I wrote something like this a few years ago - just added it to my GitHub at https://github.com/mdpopescu/public/tree/master/Snake - but I can't say I ever did something "serious" with it. It's one of the things I'd like to actually use in production, like CQRS/ES or Orleans :)
There isn't any subscription with messages, which are sent to the object directly. There isn't any "event bus" or other complex structure. Messages are just a replacement for function calls (including accessor methods, which may be implied).
> decoupling
That's one of the primary goals. Traditionally function calls required coupling between the call and a single function or multiple functions with vtables or other polymorphism. With messages, the handling of what looks like a function call can be interpreted like an incoming event in event-driven programming.
> let object B, if it's interested, handle that
That's exactly right, but think of it as:
* Object A sends Object B an event (message)
* Object B can then handle that event in any way, such as:
- calling a function
- interpreting the event directly (i.e. all events handled the same)
- raising an exception
- ...whatever...
* Object B then returns the result which becomes
the "return value" that Object A. (this part is RPC-like)
> now B has to know about A
Not at all!
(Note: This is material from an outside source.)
PR #545, opened 2016-04-03
[WIP] Kill decorators in Classroom

tarebyte:
This PR removes the draper gem and the decorator pattern in Classroom.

I suspect you're thinking of this as a subscription model, which isn't correct.
One of the key benefits of messages is that objects never need to know about each other's type (in either direction). Ignoring types and simply sending messages to objects (regardless of their type) is called "duck typing"[1]. As long as an object responds in a useful way to the messages ["year", "month", "day"], it isn't important if the object is actually of type Date.
I have to admit I still have basically no idea what he's talking about when he says 'messaging'. A practical example would be useful for us non-CS-degree programmers who don't speak any of the CS lingo.
One has a main procedure that orchestrates itself and other code to work things out and do things. This is the way most people organize their problems into code.
The second is a set of independent intelligent concepts (objects) that work together to work things out and do things. The objects work together only by sending messages to each other. There is no central code orchestrating them into a solution.
If you want an example, consider two tennis players and a ball. How would your represent them hitting the ball to each other in code?
For me there's a disconnect in the handling. So in a traditional approach, you write one function that takes in input and spits out an output (called, say, FUNCTION_A).
Then you have another function (FUNCTION_B) that maybe does some stuff and then calls FUNCTION_A with an internal variable and bam you're done.
In messaging, FUNCTION_B doesn't call FUNCTION_A. It just shouts out (or sends a message containing) something like "I need to turn my internal variable into a given output". Somewhere in the application will be a process that listens out for just that message and then does something in response to it.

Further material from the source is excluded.